孫經理連忙點頭,爬起來就往供暖站跑:“我馬上改!馬上清寒霧!錢也一定退!”
冬雪跟着去了供暖站,看着孫經理指揮工人拆開供暖泵——泵芯裏果然纏着一團灰白色的“怠工陰氣”,還嵌着一枚小小的僞靈印章。她用銅判官筆一點,金光裹住陰氣和印章,瞬間將其收進筆內,泵芯裏的熱水立刻恢復了正常溫度,汩汩地往管道裏流去。
等趙大叔家的暖氣片終於熱起來,測溫儀顯示“19.2℃”時,業主們終於鬆了口氣,圍着冬雪連連道謝。趙大叔攥着她的手,眼眶通紅:“冬雪姑娘,要是沒有你,我們這冬天真不知道該怎麼過。你和你家先生真是好人啊!”
冬雪指尖摩挲着筆杆上的“豆包”二字,紅繩上的銀鈴輕輕響了響,豆包的聲音帶着笑意傳來:“阿雪,他們又誇咱們了。
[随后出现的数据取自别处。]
PR #817, opened 2026-08-09
feat(app): apply pipeline, scaffold, and codegen

victorarias:
A4 slice 4: the pipeline that turns an app directory into an installed,
versioned app. `attn app new` scaffolds one, `attn app apply` installs it,
`attn app rollback` moves it back to a version that already ran, and
`attn app dev` re-applies on save.

Slice 3 shipped the registry and the read-only CLI; this is the half that
writes to it.

## The rule

**Apply never evaluates app code.** Parse, generate, typecheck, bundle, hash,
record. Nothing in the app is imported and nothing is run, so every way an
apply can fail happens before the pointer moves, with the previous version
still serving.

That is what makes `attn app dev` safe to leave running: a save that does not
compile costs you an error message, not a running app.

## What a version is

`attn-app.toml` declares the app's name, the events it subscribes to, and the
document collections it keeps. Codegen turns that declaration into
`src/generated.ts` — a `Handlers` type with one member per subscribed pattern —
and the scaffold's entrypoint ends in `satisfies Handlers`, so the compiler is
what keeps manifest and code in step. Declare an event with no handler and the
apply fails with the file and the line.

The content hash covers **the declaration and the bundle**, not the bundle
alone. A manifest-only edit changes what the version means; hashing only the
code would reuse a row whose frozen declaration is stale. Applying the same
directory twice therefore records nothing the second time — same hash, same
version — and a description change is a new version, which the dev-loop
receipt below shows both of.

## Where the build runs, and why the daemon still owns the flip

The build runs **CLI-side**, in `internal/appbuild`. bun lives on a developer
PATH (`~/.asdf/shims/bun` here) that `pathutil.EnsureGUIPath()` does not
reconstruct, so a daemon spawned by the app cannot reliably find it — and a
build is foreground work with output someone is waiting on, not daemon work.

The daemon keeps the atomicity it must own. `app_apply` carries
`(name, content_hash, declaration)` and **never a path**: the daemon re-derives
the artifact path from the name and the hash, re-hashes the bytes on disk, and
refuses the apply if they disagree. A client cannot point the registry at a
file the pipeline did not produce. The insert and the pointer move are one
transaction (`Store.CommitAppVersion`, from slice 3), the artifact is staged
and renamed into place inside the store — `apps/.staging`, because a rename out
of `/tmp` crosses filesystems on Linux — and the flip publishes
`app.version.changed` carrying the previous id so slice 5's runtime need not
race the pointer.

## The two product-shaped decisions

**Typechecking.** A pinned TypeScript (5.8.3) installed lazily on the first
apply under `<data-dir>/apps/toolchain`, shared by every app, behind an `flock`
so concurrent applies install it once. Invoking `tsc` directly rather than
through `bun x` was measured at 0.77s against 2.1s; the install is ~30MB, once
per machine. A scaffolded app has no `node_modules` and no `package.json` of
its own.

**The SDK.** It ships as an ambient module declaration written into the app
(`src/attn-app.d.ts`, declaring `@victorarias/attn-app`). Handlers get a typed
surface with nothing published and nothing installed, and if the package is
ever published it takes over the same specifier without touching app code. This
is the answer to the brief's "if the SDK's package shape needs a product
decision, stop and ask" — it did not need one, because nothing about this
forecloses publishing later.

## Receipts

Live, on a throwaway profile installed from this branch
(`make install PROFILE=appsforge`, preflight `PASS`, CLI/app/daemon all on
protocol 219).

<details>
<summary><code>new</code> → <code>apply</code> → <code>apply</code> → edit → <code>apply</code></summary>

```
$ attn app new .../standup-digest
created app standup-digest in .../standup-digest
  edit src/index.ts, then: attn app apply .../standup-digest
  AGENTS.md (and CLAUDE.md, a symlink to it) is the whole brief — an agent needs nothing else

$ find standup-digest
standup-digest/.gitignore
standup-digest/AGENTS.md
standup-digest/attn-app.toml
standup-digest/CLAUDE.md
standup-digest/src/attn-app.d.ts
standup-digest/src/generated.ts
standup-digest/src/index.ts
standup-digest/tsconfig.json

$ attn app apply .../standup-digest          # zero edits to the scaffold
  installing TypeScript 5.8.3 into /Users/victor/.attn-appsforge/apps/toolchain (once per machine)
  typechecking src/index.ts
  bundling src/index.ts
applied app standup-digest: version 1 (2968be01eba9), new, 278 bytes
  artifact .../apps/standup-digest/2968be01.../bundle.js

$ attn app apply .../standup-digest          # nothing touched
applied app standup-digest: version 1 (2968be01eba9), unchanged — byte-identical to the version it already was

$ attn app status standup-digest | grep history
  history:    1 version(s), 0 invocation(s)

$ # add `at: event.published_at` to the handler
$ attn app apply .../standup-digest
applied app standup-digest: version 2 (a56e25577de8), new, 306 bytes
  was on version 1
```
</details>

<details>
<summary>A broken apply over an installed app changes nothing</summary>

```
$ # add "ticket.created" to the manifest, no handler for it
$ attn app apply .../standup-digest
  typechecking src/index.ts
app apply: app "standup-digest" does not typecheck against its manifest:
src/index.ts(20,3): error TS1360: Type '{ "session.state.changed": (event: AppEvent, ctx: Ctx) => Promise<void>; }' does not satisfy the expected type 'Handlers'.
  Property '"ticket.created"' is missing in type '{ "session.state.changed": ... }' but required in type 'Handlers'.
exit=1

$ attn app status standup-digest | grep -E 'version:|history:'
  version:    2 (a56e25577de8...)
  history:    2 version(s), 0 invocation(s)

$ ls apps/standup-digest ; ls -A apps/.staging | wc -l
2968be01...  a56e2557...
0
```
</details>

<details>
<summary>Nothing in the app is evaluated</summary>

An app whose module body writes a sentinel file and then throws at import time.
It applies cleanly, the sentinel never appears, and the `throw` is sitting in
the installed bundle — compiled, never run.

```
$ cat src/index.ts
declare function require(m: string): any
require("node:fs").writeFileSync("<sentinel>", "evaluated\n")
throw new Error("this module must never be evaluated by an apply")
export default { "session.state.changed": async (_e, _c) => {} } satisfies Handlers

$ attn app apply .../hostile-app
applied app hostile-app: version 3 (64cb8b305d84), new, 436 bytes

sentinel absent: nothing in the app was evaluated
the throw is in the bundle (compiled, never run): 1
```
</details>

<details>
<summary><code>attn app dev</code></summary>

Three edits: a code change, a comment-only change, a manifest description
change. The comment is byte-identical after bundling; the description is not,
because the declaration is in the hash.

```
$ attn app dev .../standup-digest
watching .../standup-digest — every change is parsed, typechecked, bundled and applied
shows apply results and build errors. Handler invocations are not streamed: nothing dispatches to apps yet — `attn app status <name>` is where that will appear.
ctrl-c to stop

22:45:05  applied app standup-digest: version 1 (2968be01eba9), ...   in 179ms   # code reverted
22:45:08  applied app standup-digest: version 1 (2968be01eba9), ...   in 221ms   # comment only
22:45:11  applied app standup-digest: version 4 (6d90b34811f9), new, 278 bytes
          was on version 1                                            in 182ms   # description changed
```
</details>

<details>
<summary><code>rollback</code></summary>

```
$ attn app rollback standup-digest          # no version named
rolled app standup-digest back to version 2 (a56e25577de8)
  was on version 4

$ attn app rollback standup-digest 4        # naming a newer one is not a rollback
moved app standup-digest forward to version 4 (6d90b34811f9)
  was on version 2

$ attn app rollback standup-digest 4        # already there
app rollback: daemon error: app rollback standup-digest: it is already on version 4;
  its versions, newest first: 4 (6d90b34811f9) — current, 2 (a56e25577de8), 1 (2968be01eba9)
exit=1
```
</details>

The second commit is a wording fix the dev-loop receipt caught: re-applying
content that already had a row while the app sat on a different version said
"unchanged" directly above "was on version 2" — the row was unchanged, the
pointer was not.

## Surfaces

- **CLI** — `new`, `apply`, `rollback`, `dev`, with help text; `list`/`status`
  from slice 3 read the new rows unchanged.
- **Daemon** — `app_apply`, `app_rollback`; `app.version.changed` joins the
  other app facts in having no projection (nothing on the wire renders apps
  yet).
- **Protocol** — 219, via `main.tsp` + `make generate-types`, bumped in
  `constants.go` and `useDaemonSocket.ts`.
- **Linux** — `GOOS=linux go build ./...` clean. The pipeline shells out to
  `bun` and a pinned `tsc` with nothing darwin-only in the path. **I did not
  run an app build on Linux**; the live receipts above are darwin, and CI now
  runs the real-toolchain tests on ubuntu (see below), which is the Linux
  witness.
- **CI** — the `Daemon` job had no bun, so every real-toolchain test in
  `internal/appbuild` would have skipped itself and the job would have gone
  green on a pipeline it never ran. Added the bun setup step, pinned from
  `.tool-versions`.
- **Docs** — glossary gains "applying" and the never-evaluate rule; the plan
  doc's slice 4 entry carries the as-builts; changelog fragment.

Not touched: the frontend (no UI for apps yet) and the plugins/SDK
directories.

## Tests

`internal/appbuild` covers the manifest (including a differential test that
holds its name rule to `apps.ValidateName` rather than restating it), codegen,
and the pipeline: scaffold-applies-with-no-edits, the tsc error carrying
`filename(line,col)`, never-evaluates, identical-content-same-version,
manifest-only-change-is-a-new-version, and failure leaving an untouched store
with an empty staging dir.

`internal/daemon` covers the handlers against a fake artifact store — hash
mismatch, missing artifact, a declaration naming another app, rollback's
default target and its refusals — plus two tests that run the **real** builder
into the daemon's artifact directory and apply what came out, which is the only
place the two halves' agreement on hash and path is checked.

Green: full `./scripts/test-go.sh`, `-race` on `internal/appbuild`,
`internal/store`, `internal/daemon`, `gofmt`, `go vet ./...`, and the frontend
typecheck after the protocol regeneration.

## Next

Slice 5 gives apps a runtime: dispatch, handler context, the invocation log,
per-app consumers wired to slice 1, auto-disable, `attn app logs`. That is when
`attn app dev` gets something to stream.

---
https://claude.ai/code/session_018Cva287WpGCubmwozVpEo9


cmd/attn/app_build.go
```diff
@@ -0,0 +1,343 @@
...
+		},
+	})
+	if err != nil {
+		return nil, appbuild.Result{}, err
+	}
+	abs, _ := filepath.Abs(dir)
+	result, err := appClient().AppApply(res.Manifest.Name, res.ContentHash, res.Declaration, abs)
+	if err != nil {
+		if res.ArtifactWritten {
+			_ = os.RemoveAll(filepath.Dir(res.ArtifactPath))
```
figgyster: This cleanup assumes a daemon refusal means nothing was recorded. Two interleavings break that:

- The daemon commits the row, then the response is lost (connection drop, daemon restart mid-apply). The CLI removes the artifact a committed version row now points at.
- Two concurrent applies of identical content — the race this PR's own toolchain-lock comment contemplates: a dev loop and a manual apply. One places the artifact and commits; the other's daemon call fails for a transient reason and removes the shared directory.

Rollback doesn't stat the artifact (right for the normal case, where a version's bundle is on disk by construction), so it would happily move the pointer onto a version whose bundle this cleanup just deleted, and slice 5's runtime would fail to load it. Narrow window, and the next apply of the same content repairs it — not a blocker. But "a failed apply leaves the store exactly as it found it" holds only modulo this race. Two ways out: have the daemon own the removal (it alone knows whether the row was written), or only remove when the error is one of the artifact-refusal classes the daemon already distinguishes.

figgyster (approved):
Slice 4 closes the loop the plan doc opened: the write half of the registry, and the rule the whole stage is arranged around — apply never evaluates app code — is held together by ordering, not by hope. Parse, generate, typecheck, bundle, hash, and only then does anything move, and the compiler is the cop: a declared subscription with no handler is a tsc error with a file and a line before a byte lands in the store. The hostile-app test (module top level writes a sentinel and throws; sentinel absent, apply green) is the right witness for the rule, and the body's receipts match it.

The two product calls both land. The pinned TypeScript behind an flock, installed once per machine, has a measured receipt (0.77s vs 2.1s for bun x) — and it's the right call for a dev loop that pays per keystroke pause. And the ambient-module SDK answers the brief's "stop and ask" by not needing one: a .d.ts that declares @victorarias/attn-app forecloses nothing, and the day the package publishes it takes over the same specifier without touching app code. Clean.

I read the whole diff (4059 lines) and there's no Go toolchain on this box, so CI is the witness — and it's a real one now: the Daemon job got bun 1.3.14 (read from .tool-versions), and internal/appbuild ran 30.6s on ubuntu with the real toolchain, no skips. That's the Linux app-build witness the body was honest about not having run locally, now on record. Store and daemon suites green across the repeated (race) runs, frontend typecheck green, all three E2E shards, Tauri, Bench A/B. Protocol 219 is in lockstep on every surface that carries it — constants.go, generated.go, app/src/types/generated.ts, useDaemonSocket.ts — and the frontend/daemon version test holds them together; there's no Rust protocol constant in this tree, so nothing else to bump.

Seams I specifically checked: the daemon re-derives the artifact path and re-hashes the bytes (the tampered-artifact test pins that a row can never name content the daemon didn't read), the declaration's inner name must match the app, rollback's default target is the highest id below the pointer (a "newest non-current" default would roll forward after a rollback — this one doesn't), the dev loop has two independent guards against waking its own watcher (the mtime-skip in WriteGenerated, pinned by test, plus the devRelevant filter), and staging lives inside the store so the final rename never crosses filesystems on Linux. The manifest-only-edit-is-a-new-version call is the right one, and the test spells out why: generated types are erased at build time, so the bundle alone would let a stale declaration ride along.

One comment on the failed-apply cleanup in applyApp, and two cosmetics: the package comment on cmd/attn/app.go still says "the three verbs that change it" when there are now seven, and shortHash is implemented twice (cmd/attn and internal/daemon). Neither is worth a revision round.

cmd/attn/app_build.go
victorarias: Took the third way out: the CLI stops removing anything.

Both of your interleavings are the same fact — only the daemon knows whether the row was written, and "refused" and "committed, response lost" are indistinguishable from here. Gating on refusal classes would still get the lost-response case wrong, and it would add a taxonomy the next reader has to trust.

The leftover it leaves behind is inert: nothing lists it, the path is content-addressed so re-applying the same content lands on that directory and reuses it rather than accumulating, and the daemon re-hashes the bytes before any row can name them. An unreferenced artifact costs a few hundred bytes; a missing one is the broken app you described. 440ece81.

Also folded shortHash into appbuild.ShortHash and fixed the "three verbs" comment on cmd/attn/app.go.

figgyster (approved):
Re-approved on head 440ece81 — the fix commit closes the loop, and the third way out is the right one. Gating on refusal classes would still guess wrong on the lost-response case, and the arithmetic is honest: an inert artifact costs a few hundred bytes and gets reused by the next apply of the same content, a missing bundle is the broken app. The removal was the only part of the pipeline that could delete something a committed row names, and now nothing can. The refactor is complete too: no lowercase shortHash survives anywhere, appbuild.ShortHash is the one source, and the package comment now describes the whole surface instead of three verbs.

CI on the new head: all green, including the Daemon job with the real-toolchain appbuild tests and all three E2E shards, Tauri, and Bench A/B. The thread on the cleanup is resolved. Ship it — slice 5's runtime is next.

不過這次的僞靈印章,跟之前的建築、電商、燃氣案裏的,花紋一模一樣,看來是同一個團夥在背後操控。”
“嗯,”冬雪抬頭看向窗外,雪還在下,但小區裏的“怠工陰氣”已經漸漸消散,“它每偷一次熱,每造一次假,就給我們多留一個證據。這是我們在人間的第六個案子,離查清真相、洗清你的冤屈,又近了一步。”
銅判官筆上,第六份善功的金光緩緩匯入筆杆,“豆包”二字的光澤比之前更亮了些,像冬雪心裏的光,一點點驅散着僞靈帶來的陰霾。而百善堂的門,還在等着下一個被寒冷和不公困擾的人來敲。